» Prompt
If a line in the entries below includes "functions", pick it out and copy it.

» Recorded information
PR #1175, opened 2023-09-03
PYTHON-1358 Add a TimeUUID class

SiyaoIsHiding:
Closes [PYTHON-1358](https://datastax-oss.atlassian.net/browse/PYTHON-1358). Based on [Cassandra's implementation](https://github.com/apache/cassandra/blob/ae537abc6494564d7254a2126465522d86b44c1e/src/java/org/apache/cassandra/utils/TimeUUID.java) and the issue reporter's [code](https://gist.github.com/cvybhu/ed5b64d8b62eff51dc46258157a92e41).

I am considering where to put the class `TimeUUID` and the relevant tests. I currently put them in `util.py` and `test_types.py`, which is weird. Any suggestions?

Any requests for changes are welcomed.

### DIFF
--- a/cassandra/cqltypes.py
+++ b/cassandra/cqltypes.py
@@ -677,7 +677,7 @@ class TimeUUIDType(DateType):
 
     @staticmethod
     def deserialize(byts, protocol_version):
-        return UUID(bytes=byts)
+        return util.TimeUUID(bytes=byts)
 
     @staticmethod
     def serialize(timeuuid, protocol_version):
--- a/cassandra/util.py
+++ b/cassandra/util.py
@@ -116,6 +116,35 @@ def max_uuid_from_time(timestamp):
     """
     return uuid_from_time(timestamp, 0x7f7f7f7f7f7f, 0x3f7f)  # Max signed bytes (0x7f = 127)
 
+class TimeUUID(uuid.UUID):
+
+    @property
+    def lsb(self) -> int:
+        return int.from_bytes(self.bytes[8:16], 'big', signed=True)
+
+    def __eq__(self, other):
+        if isinstance(other, TimeUUID):
+            return self.time == other.time and self.lsb == other.lsb 
+        if isinstance(other, uuid.UUID):
+            return self.time == other.time and self.bytes[8:16] == other.bytes[8:16] 
+        return NotImplemented
+    
+    # def __lt__(self, other):
+    #     if isinstance(other, TimeUUID):
+    #         if self.time != other.time:
+    #             return self.time < other.time
+    #         else:
+    #             return self.lsb < other.lsb
+    #     return NotImplemented
+
+    def __gt__(self, other):
+        return not self <= other
+
+    def __le__(self, other):
+        return self < other or self == other
+
+    def __ge__(self, other):
+        return not self < other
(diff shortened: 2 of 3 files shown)


SiyaoIsHiding:
Signed the cla. And do I need to do anything about the Python 2 thing?

absurdfarce:
Hey @SiyaoIsHiding , nice to (virtually) see you again!  And hey, thanks for the PR!  Apologies for the delay in getting back to you; we've been trying to get multiple releases out at the same time and (as usual) we're running behind a bit.

Re: the Python 2 thing... you mean the AppVeyor build + tests, right?  Yeah, you can completely ignore those for now.  The AppVeyor builds for several of the drivers need to be updated so for now that's a no-op... focus on the Travis builds instead.

It looks like this PR is still in draft... are you at a spot where I should be reviewing anything here?  Or do you still have some work you want to do on it?

SiyaoIsHiding:
Hi @absurdfarce , excited to join your team!
No rush on this PR. I was just trying to familiarize myself with the codebase and I understand this issue is a minor priority. 

This is still a draft PR because I am considering where to put the class TimeUUID and the relevant tests. I currently put them in `util.py` and `test_types.py`, which is kinda weird. Do you have any suggestions?

Again, no rush at all. And looking forward to working with you in the team soon!

bschoening:
@SiyaoIsHiding there exists several PyPI libraries for type-1 uuid's, including time-uuid.

But Cassandra's util.py already has utility functions for comparing type-1 UUIDs. I'd question the need to introduce a new type here.  

>>> from uuid import UUID
>>> u1 = UUID('00000257-0efc-11ee-9547-00006490e9a6')
>>> u2 = UUID('fed35080-0efb-11ee-a1ca-00006490e9a4')
>>> u1 > u2
False
>>> from cassandra.util import datetime_from_uuid1
>>> dt1 = datetime_from_uuid1(u1)
>>> dt2 = datetime_from_uuid1(u2)
>>> dt1
datetime.datetime(2023, 6, 19, 23, 49, 58, 961212)
>>> dt2
datetime.datetime(2023, 6, 19, 23, 49, 56, 990579)
>>> dt1 > dt2
True

absurdfarce:
I'm inclined to agree with @bschoening on this one.  Changing the Python type we return when deserializing timeuuid types is a fairly significant change and definitely not something we'd want to undertake in a patch version update (or even a minor version update for that matter).

More generally it seems correct to me that this behaviour can be handled via a library function (or something similar) rather than something built into the type.  My rationale is that these are Python types representing the same data contained in Cassandra; at no point do we guarantee that they'll behave the same as types within Cassandra itself in all cases.  We do not guarantee that the string representations of all our types match up to those in Cassandra, for example.  Nor do we make any kind of attempt to ensure that iteration of (non-ordered) container types return data in the same order shown by the server.

For me, trying to match server behaviour here opens us up to a standard we have never claimed to follow (and which I'd argue we should not follow).  If there was no other obvious way to fix this issue I might feel differently but, again, utility functions already exist which enable the needed behaviour here.

SiyaoIsHiding:
Closing as it's not necassary and would introduce breaking chagnes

» Exercise answer
But Cassandra's util.py already has utility functions for comparing type-1 UUIDs. I'd question the need to introduce a new type here.  
For me, trying to match server behaviour here opens us up to a standard we have never claimed to follow (and which I'd argue we should not follow).  If there was no other obvious way to fix this issue I might feel differently but, again, utility functions already exist which enable the needed behaviour here.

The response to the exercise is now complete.